(Stored data entries)
BEGIN

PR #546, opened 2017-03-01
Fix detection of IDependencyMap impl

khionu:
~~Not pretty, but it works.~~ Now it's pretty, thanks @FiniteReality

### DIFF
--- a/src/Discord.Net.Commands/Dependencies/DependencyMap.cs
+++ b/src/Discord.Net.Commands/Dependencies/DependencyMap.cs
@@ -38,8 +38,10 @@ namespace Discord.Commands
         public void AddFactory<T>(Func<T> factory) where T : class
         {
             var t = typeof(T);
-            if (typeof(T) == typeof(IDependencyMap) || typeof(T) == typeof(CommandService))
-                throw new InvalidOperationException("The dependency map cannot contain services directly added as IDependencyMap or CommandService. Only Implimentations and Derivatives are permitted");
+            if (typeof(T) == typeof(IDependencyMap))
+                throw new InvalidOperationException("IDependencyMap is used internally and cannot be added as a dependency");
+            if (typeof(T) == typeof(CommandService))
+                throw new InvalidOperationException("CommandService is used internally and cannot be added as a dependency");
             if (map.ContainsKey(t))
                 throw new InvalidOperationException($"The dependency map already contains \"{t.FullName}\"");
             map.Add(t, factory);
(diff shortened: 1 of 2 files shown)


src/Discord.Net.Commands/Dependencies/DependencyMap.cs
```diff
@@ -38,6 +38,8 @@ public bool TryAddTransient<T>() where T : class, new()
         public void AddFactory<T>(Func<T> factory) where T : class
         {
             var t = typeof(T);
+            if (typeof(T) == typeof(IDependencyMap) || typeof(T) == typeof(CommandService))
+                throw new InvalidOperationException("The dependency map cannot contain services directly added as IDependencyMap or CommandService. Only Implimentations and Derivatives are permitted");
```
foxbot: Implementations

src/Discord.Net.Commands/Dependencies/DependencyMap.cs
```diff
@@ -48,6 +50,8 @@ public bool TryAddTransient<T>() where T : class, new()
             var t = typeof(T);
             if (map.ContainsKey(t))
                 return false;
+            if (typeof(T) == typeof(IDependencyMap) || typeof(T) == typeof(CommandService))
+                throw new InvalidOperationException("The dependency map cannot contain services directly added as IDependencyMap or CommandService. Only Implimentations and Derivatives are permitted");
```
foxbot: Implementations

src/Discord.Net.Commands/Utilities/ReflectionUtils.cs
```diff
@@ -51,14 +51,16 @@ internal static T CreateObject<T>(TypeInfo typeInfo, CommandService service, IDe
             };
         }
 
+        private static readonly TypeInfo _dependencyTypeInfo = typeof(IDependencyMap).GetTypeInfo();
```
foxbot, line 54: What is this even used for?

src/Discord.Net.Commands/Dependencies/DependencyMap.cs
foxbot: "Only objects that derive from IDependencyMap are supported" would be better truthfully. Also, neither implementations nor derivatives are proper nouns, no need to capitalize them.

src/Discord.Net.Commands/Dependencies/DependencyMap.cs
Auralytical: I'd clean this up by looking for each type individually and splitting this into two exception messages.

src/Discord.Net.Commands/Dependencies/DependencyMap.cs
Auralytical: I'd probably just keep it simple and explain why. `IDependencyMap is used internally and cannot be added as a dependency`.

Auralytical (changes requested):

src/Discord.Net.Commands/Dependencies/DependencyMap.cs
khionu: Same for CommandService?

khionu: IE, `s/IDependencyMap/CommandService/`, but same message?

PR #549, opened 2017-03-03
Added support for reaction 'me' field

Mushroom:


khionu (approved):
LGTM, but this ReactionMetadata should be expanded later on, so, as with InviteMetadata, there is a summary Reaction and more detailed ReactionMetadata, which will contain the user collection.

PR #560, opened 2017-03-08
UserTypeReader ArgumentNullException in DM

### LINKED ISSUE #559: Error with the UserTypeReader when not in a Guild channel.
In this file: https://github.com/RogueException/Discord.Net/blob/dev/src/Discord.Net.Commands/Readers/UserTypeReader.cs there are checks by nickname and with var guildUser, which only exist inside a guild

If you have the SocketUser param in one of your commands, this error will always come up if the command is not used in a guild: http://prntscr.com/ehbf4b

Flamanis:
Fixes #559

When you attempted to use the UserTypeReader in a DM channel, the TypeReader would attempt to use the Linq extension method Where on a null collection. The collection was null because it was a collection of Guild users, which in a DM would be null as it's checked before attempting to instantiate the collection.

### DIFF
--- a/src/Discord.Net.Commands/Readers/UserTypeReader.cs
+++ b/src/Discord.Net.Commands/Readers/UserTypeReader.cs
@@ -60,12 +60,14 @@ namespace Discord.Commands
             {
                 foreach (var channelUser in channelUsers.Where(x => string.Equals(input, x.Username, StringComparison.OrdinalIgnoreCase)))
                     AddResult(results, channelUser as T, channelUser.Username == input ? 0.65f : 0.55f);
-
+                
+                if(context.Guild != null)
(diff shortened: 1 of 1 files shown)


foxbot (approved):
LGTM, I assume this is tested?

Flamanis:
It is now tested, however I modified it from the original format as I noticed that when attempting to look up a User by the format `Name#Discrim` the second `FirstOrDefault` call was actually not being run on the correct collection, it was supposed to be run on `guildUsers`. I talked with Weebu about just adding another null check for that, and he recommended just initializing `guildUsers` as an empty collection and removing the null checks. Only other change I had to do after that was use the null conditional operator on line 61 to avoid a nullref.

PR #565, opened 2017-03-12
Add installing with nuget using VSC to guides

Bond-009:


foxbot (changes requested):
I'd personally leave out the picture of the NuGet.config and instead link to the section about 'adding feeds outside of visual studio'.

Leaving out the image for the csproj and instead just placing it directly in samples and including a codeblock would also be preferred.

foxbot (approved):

END

INSTRUCTIONS TO FOLLOW:
From the entries above, extract each line containing "input".

SOLUTION:
                 foreach (var channelUser in channelUsers.Where(x => string.Equals(input, x.Username, StringComparison.OrdinalIgnoreCase)))
                     AddResult(results, channelUser as T, channelUser.Username == input ? 0.65f : 0.55f);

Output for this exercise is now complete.